Great threat. Difficult question though, as fun is obviously very subjective. Here is my shot at trying to define what makes something fun for me in no particular order:
It feels intuitive (to me)
I can get going fast and create something quickly
It has lots of potential for randomness and happy accidents (LFOs, modulation etc)
It has plenty of live control options
It puts a smile on my face and I can’t put it down
Has internal FX to play around with
Has a good and flexible sequencer
It has the right balance between being flexible and being limited at the same time.
The boxes I enjoy(ed) most based on these criteria:
DT & DN: tick all of these boxes
A4: all except 2 for now, but I think that will come with experience
SP404mk2: sold, but was a lot of fun
Arturia Drumbrute: sold, but I had fun with it
Other boxes that might be fun for me based on these criteria and the impressions that I get from them:
I think the Microfreak, it’s just fun to play and explore and most of the times I come up with something worth sampling. For someone who has no keyboard technique, that keybed is super-expressive.
Just got an SP-404 and so far is the most immediate sampler I owned, could become the funnest piece of gear…
Oh, totally forgot about that. I finally got myself a rehearsal space again after a long hiatus. I should take my Nord Drum 3P there. That should be real fun.
Yeah, for me it’s the Nord drum 3p.
I played drum’s when I was a kid for 5-6years and even if I’m one of the worst drummers out there it’s Soo much fun.
Also feeling a huuuge bass makes me smile every time . In my case the Moog Minitaur is doing the job, but it could be anything…

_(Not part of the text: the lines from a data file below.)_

PR #2750, opened 2023-04-24
[SPIKE] [WIP] 11ty spike

domoscargin:
## What
This spike builds on earlier work to investigate the feasibility of replacing [Metalsmith](https://metalsmith.io/) with [Eleventy](https://www.11ty.dev/) for building the Design System Website.

## Why
We chose to build the site with Metalsmith back in 2017, before the static site generator ecosystem had matured (eleventy, for example, had its first commit in November 2017).

From 2018 to 2021, Metalsmith was barely maintained, and we had to do some slightly awkward workarounds as we build functionality (probably the most obvious example of this was naming all our markdown files `.md.njk`, so that we could process the Nunjucks first using `metalsmith-in-place`).

Metalsmith's maintenance has picked up recently, but there are a lot of intriguing alternatives that are well-maintained and have a healthy community.

Eleventy has built-in support for a lot of the stuff we want to do (eg: the aforementioned Nunjucks within Markdown processing, and built-in watching/serving). It's also fast, and should solve a current problem we have with needing to rebuild the entire site when we change files during development.

## Findings
We stripped back the repo to a bare minimum, dropping dependencies in order to figure out how to migrate to eleventy. I've slowly added features back in, trying to do so in a more eleventy-appropriate fashion, until the code compiles. There's a pretty big diff file, though - none of the navs are rendering, for example, but eleventy has a very different way of generating navs.

Next steps would be to work toward there being no diff in the compiled output, which would involve a bit more work to "eleventy-ise" the repo. Also to serve and watch the site using eleventy's dev server.

This work could tie into ongoing content audit work.


querkmachine:
Regarding navigation: I've always found the first-party Eleventy Navigation plugin to be a bit naff. Configuring it is pretty verbose and is split across the frontmatter of several files, making updates often a bit awkward, and the way it describes parent–child page relationships is also pretty flaky, in my experience.

If we also end up finding it a bit awks, it might be worth trying to reproduce [our existing navigation code](https://github.com/alphagov/govuk-design-system/blob/main/lib/navigation.js) in a global [JavaScript data file](https://www.11ty.dev/docs/data-js/) instead.

webketje:
RE: metalsmith

> there are plans for a built-in watch server which should speed up rebuilds.

Landed in 2.6.0: https://metalsmith.io/news/2023-05-30/metalsmith-2.6-released/
Rough working implementation with partial rebuild + browser-sync here: https://github.com/metalsmith/metalsmith.io/blob/master/metalsmith.js#L197.

Improvements for the in-place plugin's limitations are on the radar and will be tackled when bandwidth allows (tracked in
https://github.com/metalsmith/in-place/issues/179#issuecomment-1575758164, PR's welcome)

Thank you for sharing the pain points during metalsmith development, it's hard to get by valuable feedback!

colinrotherham:
Thanks @webketje, appreciate the reply

> Rough working implementation with partial rebuild + browser-sync here: https://github.com/metalsmith/metalsmith.io/blob/master/metalsmith.js#L197.

I've done a quick test with [`.watch()`](https://metalsmith.io/api/#Metalsmith+watch) and it works great with the async plugins commented out 🙌

But with async plugins the [`.build()`](https://metalsmith.io/api/#Metalsmith+build) callback won't fire until chokidar event is triggered (e.g. re-saving a source file again) even though I can see all our plugins have correctly been processed

Seems like some sort of race condition that [`{ ignoreInitial: false }`](https://github.com/metalsmith/metalsmith/blob/ba18d85a787915de3b41f213570b409ebe883dfc/lib/index.js#L527) fixes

Axoloti – allows me coding my very own MIDI processing stuff in C (without real C knowledge!) and running it in standalone mode, from any piece of gear to any other piece of gear;
Launchpad Pro – perfect input device and user interface for the above.
Moog Grandmother is immediate and rewarding to me in a way that the Matriarch was not ( but wow that delay)
Whenever I work on the Soma Pulsar 23 I feel like an electric warlock at my spell desk.
The Make Noise shared system is a fantastic maze- I always start with one purpose and end up somewhere else three hours later.
I miss the Digitakt, I feel like I made great stuff happen in mere moments (now I have the analog RYTM and while the stuff that comes out of it sounds better it feels like lawnwork to get there in comparison)
For me, the SP-404 MKII + any synth is the most fun.
Quick sampling, messing with effects and resampling, skipback recording is awesome.
I made a BomeBox project that maps all the 404 pads to 2 channels both in and out.
So now I can just play the pads on the 404 and it gets recorded on the Octatrack sequencer.
So much fun.
After 30 years of making music and accumulating a studio full of synths, desktop groove boxes and Eurorack the thing I pick up most often for fun or if I just have 5 minutes is an acoustic guitar or my tele plugged strait in to a Fender Blues Jnr.
I also like plugging my guitar in to a my Zoia or Hector (via an Injectr module) so I am not a total luddite
that was the one i fell in love with. …taught bass lessons at a local shop and played that thing a ton. i’m not sure why it took me 10 years to get one but i just went with the most recent, hoping that 8 years later my purchase would push the next iteration out quicker for everybody else
I have a modular case with a Livewire Vulcan with the Intellijel expansion, and a Cwejman VCA-MX. The Vulcan is a dual LFO with with lots of shapes and options. The Cwejman is a VCA that allows voltage control of volume and panning. I can sit for hours playing around with audio rate modulations of every synth parameter and stereo panning.